── Extracted information ──

PR #5928, opened 2021-12-08
fix(fa): Showing accepted aid calculations and refactoring  

MargretFinnboga:
# ...

https://app.asana.com/0/1201427499183230/1200897217304857
https://app.asana.com/0/1201427499183230/1201473665291472

## What

- Created Breakdown component that osk and veita share (Breakdown of calculations) 
- Added current year to taxcalculation instead of sending it as prop 
- Added two function to taxcalculation since estimated aid and provided aid are similary displayed in osk and veita 

## Why

- Usability purposes, for user and staff to see clearly why accepted aid is the amount that it is

## Checklist:


apps/financial-aid/web-osk/src/components/Estimation/Estimation.tsx
```diff
@@ -94,30 +55,13 @@ const Estimation = ({
...
-            )
-          })}
-
-          <Divider />
-        </>
+      {municipality && aidAmount && (
+        <Breakdown
+          calculations={estimatedBreakDown(
+            aidAmount,
+            usePersonalTaxCredit ?? false,
```
Rikkiabb, line 62: Should `usePersonalTaxCredit` rather default to false?

apps/financial-aid/web-osk/src/components/Estimation/Estimation.tsx
```diff
@@ -94,30 +55,13 @@ const Estimation = ({
...
-                  <Text variant="small">{item.title}</Text>
-                  <Text>{item.calculation}</Text>
-                </Box>
-              </span>
-            )
-          })}
-
-          <Divider />
-        </>
+      {municipality && aidAmount && (
```
Rikkiabb, line 58: Should breakdown rather take these variables and retur null if they are false like we do in other places?

apps/financial-aid/web-veita/src/components/Profile/ApplicationProfile.tsx
```diff
@@ -192,14 +195,28 @@ const ApplicationProfile = ({
...
+      {application.amount && (
+        <AidAmountModal
+          headline="Veitt aðstoð"
+          calculations={acceptedAmountBreakDown(application.amount)}
+          isVisible={isAmountModalVisible}
+          onVisibilityChange={(isVisibleBoolean) => {
+            setAmountModalVisible(isVisibleBoolean)
+          }}
+        />
+      )}
```
Rikkiabb, line 219: Should we join these two?

libs/financial-aid/shared/src/components/Breakdown/Breakdown.tsx
```diff
@@ -0,0 +1,36 @@
...
+          <Box
+            display="flex"
+            justifyContent="spaceBetween"
+            paddingY={2}
+            paddingX={3}
+            borderTopWidth="standard"
+            borderColor="blue200"
+            background={index === calculations.length - 1 ? 'blue100' : 'white'}
+            borderBottomWidth={
+              index === calculations.length - 1 ? 'standard' : undefined
```
Rikkiabb, line 24: Should index === calculations.length -1 be drawn out to a const?

libs/financial-aid/shared/src/lib/taxCalculator.ts
```diff
@@ -13,11 +13,14 @@ export interface TaxInfo {
   personalTaxAllowance: number
   taxPercentage: number
 }
+import format from 'date-fns/format'
+import { Amount, Calculations } from './interfaces'
+
+export const currentYear = format(new Date(), 'yyyy')
```
Rikkiabb, line 19: Is this imported in other places?

Rikkiabb (changes requested):
Some minor comments

libs/financial-aid/shared/src/lib/taxCalculator.ts
MargretFinnboga: We weere always sending it as props, but nor really using it again, so I thought this would be better?

Rikkiabb: Just wondering if it should be exported? And if it should be exported then it should be in another file :)

Rikkiabb (approved):
🏑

───

Work to complete: Transcribe the records above exactly as they appear.

Task answer:
PR #5928, opened 2021-12-08
fix(fa): Showing accepted aid calculations and refactoring  

MargretFinnboga:
# ...

https://app.asana.com/0/1201427499183230/1200897217304857
https://app.asana.com/0/1201427499183230/1201473665291472

## What

- Created Breakdown component that osk and veita share (Breakdown of calculations) 
- Added current year to taxcalculation instead of sending it as prop 
- Added two function to taxcalculation since estimated aid and provided aid are similary displayed in osk and veita 

## Why

- Usability purposes, for user and staff to see clearly why accepted aid is the amount that it is

## Checklist:


apps/financial-aid/web-osk/src/components/Estimation/Estimation.tsx
```diff
@@ -94,30 +55,13 @@ const Estimation = ({
...
-            )
-          })}
-
-          <Divider />
-        </>
+      {municipality && aidAmount && (
+        <Breakdown
+          calculations={estimatedBreakDown(
+            aidAmount,
+            usePersonalTaxCredit ?? false,
```
Rikkiabb, line 62: Should `usePersonalTaxCredit` rather default to false?

apps/financial-aid/web-osk/src/components/Estimation/Estimation.tsx
```diff
@@ -94,30 +55,13 @@ const Estimation = ({
...
-                  <Text variant="small">{item.title}</Text>
-                  <Text>{item.calculation}</Text>
-                </Box>
-              </span>
-            )
-          })}
-
-          <Divider />
-        </>
+      {municipality && aidAmount && (
```
Rikkiabb, line 58: Should breakdown rather take these variables and retur null if they are false like we do in other places?

apps/financial-aid/web-veita/src/components/Profile/ApplicationProfile.tsx
```diff
@@ -192,14 +195,28 @@ const ApplicationProfile = ({
...
+      {application.amount && (
+        <AidAmountModal
+          headline="Veitt aðstoð"
+          calculations={acceptedAmountBreakDown(application.amount)}
+          isVisible={isAmountModalVisible}
+          onVisibilityChange={(isVisibleBoolean) => {
+            setAmountModalVisible(isVisibleBoolean)
+          }}
+        />
+      )}
```
Rikkiabb, line 219: Should we join these two?

libs/financial-aid/shared/src/components/Breakdown/Breakdown.tsx
```diff
@@ -0,0 +1,36 @@
...
+          <Box
+            display="flex"
+            justifyContent="spaceBetween"
+            paddingY={2}
+            paddingX={3}
+            borderTopWidth="standard"
+            borderColor="blue200"
+            background={index === calculations.length - 1 ? 'blue100' : 'white'}
+            borderBottomWidth={
+              index === calculations.length - 1 ? 'standard' : undefined
```
Rikkiabb, line 24: Should index === calculations.length -1 be drawn out to a const?

libs/financial-aid/shared/src/lib/taxCalculator.ts
```diff
@@ -13,11 +13,14 @@ export interface TaxInfo {
   personalTaxAllowance: number
   taxPercentage: number
 }
+import format from 'date-fns/format'
+import { Amount, Calculations } from './interfaces'
+
+export const currentYear = format(new Date(), 'yyyy')
```
Rikkiabb, line 19: Is this imported in other places?

Rikkiabb (changes requested):
Some minor comments

libs/financial-aid/shared/src/lib/taxCalculator.ts
MargretFinnboga: We weere always sending it as props, but nor really using it again, so I thought this would be better?

Rikkiabb: Just wondering if it should be exported? And if it should be exported then it should be in another file :)

Rikkiabb (approved):
🏑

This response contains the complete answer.